- _The problem_: Extract all lines that hold "android" from the records below.

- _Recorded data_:

PR #98, opened 2025-05-23
parallelize db inserts

gclaramunt:
now the store(snapshot) can be done in parallel, parEvalMap preserves ordering, so storing the checkpoint later is safe.
(the parEvalMap approach is used succesfully in the reindexer, so I don't expect problems here)


AlexBrandes (changes requested):
I don’t think this is a good idea because it breaks the sequential insertion of snapshots. We’ll end up with FK conflicts and other potential issues. 

The current configuration starts processing each snapshot from the queue as soon as it’s added and the insert process is faster than snapshot validation so the queue essentially never backs up (that we’ve seen so far anyways). This adds risk without much benefit imo.

PR #100, opened 2025-05-24
Remove duplicate processing

gclaramunt:


src/main/scala/org/constellation/snapshotstreaming/SnapshotProcessor.scala
```diff
@@ -333,19 +322,14 @@ object SnapshotProcessor {
...
-              logger.info(s"Consumer: Storing snapshot ${getSnapshotReference(snapshot.snapshot)}") >>
-                FileBasedLastGlobalIncrementalSnapshotStorage
-                  .saveSnapshotWithStateJson(
-                    Path(s"snapshotWithState.$snapshotOrdinal.json.gz"),
-                    snapshotWithState,
-                    Flags.Write
-                  )
-                  .whenA(snapshotOrdinal % configuration.checkpointEvery == 0)
-            }
+            logger.info(s"Producer: Processing snapshot ${getSnapshotReference(snapshot.snapshot)}") >>
```
AlexBrandes:
```suggestion
            logger.info(s"Consumer: Processing snapshot ${getSnapshotReference(snapshot.snapshot)}") >>
```

AlexBrandes (commented):
This seems important to fix and would explain a lot of the strange behavior we've seen. Looks good to me but I'll let someone else review and give an approval.

marcus-girolneto (approved):

PR #107, opened 2025-06-03
PROT-1251 update delegated stake withdraw

gclaramunt:
Emit the list of completed withdrawals hashes from the mapper and run an update with those setting the completed flag to true


AlexBrandes (approved):
LGTM

Issue #180, opened 2018-10-18
Show sender/authors name in ChatView


Jikstra:
Didn't track it down completely but somewhere in the conversations stuff the profileAuthorName /DisplayName isn't getting pushed through correctly or something. But the profileAuthorName is given through the initial conversations stuff correctly or at least more is borken.

ralphtheninja:
Can you paste some links to where the problem is? And/or some screenshots.

ralphtheninja:
I think we should nail this one before releasing 1.5.0

r10s:
the android versions show the name of the senders directly above the text in a slightly different font/color.

on android, this is done _only_ for group chats, for normal chats, this is not required (skipped to save monitor space, however, on desktop maybe this optimization in not required)

PR #192, opened 2018-10-20
Set conversationType correctly (always set to direct)

ralphtheninja:
Closes https://github.com/deltachat/deltachat-desktop/issues/180

Result:

screenshot from 2018-10-20 15-35-25


ralphtheninja:
Hmm, let me re-adjust this a little bit. Better to pass in `conversationType` and not calculate that for each message.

- _Task answer_:
the android versions show the name of the senders directly above the text in a slightly different font/color.
on android, this is done _only_ for group chats, for normal chats, this is not required (skipped to save monitor space, however, on desktop maybe this optimization in not required)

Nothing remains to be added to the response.